# Work order:
Give back exactly the first lines of the entries below, through the line with "This adds Armory".

Record excerpts below:

PR #5422, opened 2024-01-09
Armory wallet support

solardiz:
This adds Armory wallet support. The input is btcrecover data extracts. Thanks to @gurnec of btcrecover for providing 2 of the test vectors.

This does not add an extract script of our own, and a self-contained one can't easily be created - btcrecover's uses code from Armory itself, which is expected to be separately installed on the system. But at least the JtR format is kind of self-contained (only uses what we already had in the tree), which I think is the first implementation for this wallet type that does not rely on the wallet software.

Not implemented yet:
1. Tunable costs reporting.
2. SIMD.
3. Interleaving.
4. Prefetch (only possible with SIMD or/and interleaving).
5. OpenCL format.
6. Own `*2john` script.

5 and 6 are not currently planned, 1 to 4 are.


solardiz:
> 1. Tunable costs reporting.

Added. The rest of the to-do items I listed are beyond scope of this PR.

solardiz:
> [Armory format: Support only lookup table sizes that are powers of 2](https://github.com/openwall/john/pull/5422/commits/0bdfbf09aef78ca7fb3b8ea442a2598a530dc7b0)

End of Record excerpts.

# Answer box:
PR #5422, opened 2024-01-09
Armory wallet support

solardiz:
This adds Armory wallet support. The input is btcrecover data extracts. Thanks to @gurnec of btcrecover for providing 2 of the test vectors.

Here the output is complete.